🤖 AI Summary
This work addresses the limitations of existing off-policy safe reinforcement learning methods, which typically estimate reward and safety Q-values independently, neglecting their inter-task correlations and consequently yielding overly conservative policies and poor sample efficiency. To overcome this, the authors propose COP-Q, a novel approach that explicitly incorporates the covariance between objectives into Q-value estimation. By leveraging Cholesky decomposition to construct a joint confidence bound and embedding objective priorities to adaptively mitigate excessive conservatism in reward estimation, COP-Q achieves a more balanced trade-off between performance and safety. Implemented within a deep Q-learning framework, COP-Q integrates temporal difference updates with actor-critic optimization. Empirical results on Brax and Safety-Gymnasium benchmarks demonstrate that COP-Q consistently attains strong safety guarantees under both hard and soft constraints while matching or exceeding the sample efficiency of prior methods.
📝 Abstract
Safe robot control requires maximizing return while satisfying safety constraints.
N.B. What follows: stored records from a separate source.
PR #1937, opened 2018-03-06
Cloud SDK service management

ivanporty:
Adds `CloudSdkServiceManager` class as a IDE service which will manage instances of Cloud SDK service (between custom and managed), depending on a user selection.

`CloudSdkService.getInstance()` will now use this class to return current choice for SDK service.

Removed `CloudSdkService.setSdkHomePath()`, this is set in settings for custom SDK.

### Testing Managed SDK
Plugin will now use Managed SDK if selected in settings. You can test it after enabling feature flag in `config.properties`:
> feature.managed.sdk=false -> true

then go to Settings -> Google to select Managed SDK.
Once applied, managed SDK will install (you should see the progress in background). Once installed (success popup), it will be used everywhere.

### DIFF
--- a/google-cloud-tools-plugin/src/com/google/cloud/tools/intellij/appengine/sdk/CloudSdkServiceManager.java
+++ b/google-cloud-tools-plugin/src/com/google/cloud/tools/intellij/appengine/sdk/CloudSdkServiceManager.java
@@ -30,9 +30,8 @@ public class CloudSdkServiceManager {
   }
 
   public CloudSdkService getCloudSdkService() {
-    CloudSdkServiceType currentSdkServiceType =
-        CloudSdkServiceUserSettings.getInstance().getUserSelectedSdkServiceType();
-    return supportedCloudSdkServices.get(currentSdkServiceType);
+    return supportedCloudSdkServices.get(
+        CloudSdkServiceUserSettings.getInstance().getUserSelectedSdkServiceType());
   }
 
   /** Callback when a user selected and applied a new cloud sdk type. */
--- a/google-cloud-tools-plugin/src/com/google/cloud/tools/intellij/appengine/sdk/CloudSdkServiceManager.java
+++ b/google-cloud-tools-plugin/src/com/google/cloud/tools/intellij/appengine/sdk/CloudSdkServiceManager.java
@@ -36,6 +36,16 @@ public class CloudSdkServiceManager {
 
   /** Callback when a user selected and applied a new cloud sdk type. */
   public void onNewCloudSdkServiceTypeSelected(CloudSdkServiceType newServiceType) {
-    supportedCloudSdkServices.get(newServiceType).activate();
+    if (supportedCloudSdkServices.containsKey(newServiceType)) {
+      supportedCloudSdkServices.get(newServiceType).activate();
+    } else {
+      throw new UnsupportedCloudSdkTypeException(newServiceType.name());
+    }
+  }
+
+  private static class UnsupportedCloudSdkTypeException extends RuntimeException {
+    private UnsupportedCloudSdkTypeException(String message) {
+      super(message);
+    }
   }
 }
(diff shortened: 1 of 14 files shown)


etanshaul:
may be premature, but was testing this out and noticed the following:

1) enabled the flag
2) opened up the deploy dialog, configured the server/sdk and left it on managed
3) closed the sdk dialog

the deploy dialog is in an error state:

image

google-cloud-tools-plugin/src/com/google/cloud/tools/intellij/appengine/sdk/CloudSdkServiceType.java
```diff
@@ -0,0 +1,23 @@
...
+ * distributed under the License is distributed on an "AS IS" BASIS,
+ * WITHOUT WARRANTIES OR CONDITIONS OF ANY KIND, either express or implied.
+ * See the License for the specific language governing permissions and
+ * limitations under the License.
+ */
+
+package com.google.cloud.tools.intellij.appengine.sdk;
+
+/** Supported {@link CloudSdkService} types. */
+public enum CloudSdkServiceType {
```
etanshaul: something intuitively feels like this whole strategy could be more more OO. But I guess since we are persisting strings and we then need some way to return the appropriate Service from the string there isn't really a better approach.

ivanporty:
So for the error I think managed SDK didn't get installed yet by the time - I suggest for now, until all checks are in place, use Settings -> Google and then wait for successful Managed SDK installation confirmation, then we can test existing scenarios. Blocking deployments is one if the next PRs.

google-cloud-tools-plugin/src/com/google/cloud/tools/intellij/appengine/sdk/CloudSdkServiceType.java
ivanporty: Agree, it feels more of the settings things. We can probably use class name / generic settings object per SDK interface, but then again, have to specify them directly from Cloud SDK settings UI. I feel it would be easy to generalize that if we need to (i.e. more implementations of SDK service), but for now it doesn't feel we'll have any more anytime soon.

etanshaul:
Oh ok. I didn't notice that the SDK was being installed in the background (this is what should have been happening in that scenario?). I'll check again.

google-cloud-tools-plugin/src/com/google/cloud/tools/intellij/appengine/sdk/CloudSdkServiceManager.java
```diff
@@ -0,0 +1,41 @@
...
+  }
+
+  public CloudSdkService getCloudSdkService() {
+    return supportedCloudSdkServices.get(
+        CloudSdkServiceUserSettings.getInstance().getUserSelectedSdkServiceType());
+  }
+
+  /** Callback when a user selected and applied a new cloud sdk type. */
+  public void onNewCloudSdkServiceTypeSelected(CloudSdkServiceType newServiceType) {
+    supportedCloudSdkServices.get(newServiceType).activate();
```
etanshaul: should you check to make sure that get actually returns a service? (for example, if we add a new type but forget to put it in the map)

etanshaul:
regarding you last comment about the error:

I checked again and saw no indication that the SDK is being installed in the background. Also you said:

>  I suggest for now, until all checks are in place, use Settings -> Google and then wait for successful Managed SDK installation confirmation, then we can test existing scenarios

How to I check for this? I don't see any progress from that panel.

google-cloud-tools-plugin/src/com/google/cloud/tools/intellij/appengine/sdk/CloudSdkServiceManager.java
ivanporty: Sure, good idea.

ivanporty:
Interesting, it might be already installed - do you see successful message in event log or popup? We can take a look offline when you have a minute.

google-cloud-tools-plugin/src/com/google/cloud/tools/intellij/appengine/sdk/CloudSdkServiceManager.java
ivanporty: I'll also throw an exception when this happens since this would be a serious misconfiguration.

ivanporty:
Thanks! @nbashirbello if you have anything, please let me know, I'll continue with refactoring existing UI panels to make sure Cloud SDK configuration and validation is done in one point (global settings).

In off-policy safe reinforcement learning, reward and safety Q-values are commonly learned by separate critic ensembles, with uncertainty handled independently for each objective. This objective-wise treatment neglects inter-objective correlation and can lead to overly conservative value estimates, thereby reducing sample efficiency. To address this issue, we propose Cholesky-Ordered Projection Q-learning (COP-Q), a safety-first method that incorporates inter-objective covariance into vector-valued Q-value estimation. COP-Q constructs a generalized confidence bound in the joint Q-value space and uses Cholesky factorization to encode objective priority in a sequential form. This preserves conservatism on safety while adaptively reducing excessive conservatism on the reward objective. The resulting estimate is used in both temporal-difference target computation and actor optimization. COP-Q incurs minimal computational overhead and is readily compatible with most existing deep Q-learning frameworks. Experiments on robot locomotion in Brax and safe navigation in Safety-Gymnasium, covering both hard- and soft-safety settings, demonstrate that COP-Q achieves strong safety performance together with competitive or improved sample efficiency relative to representative baselines.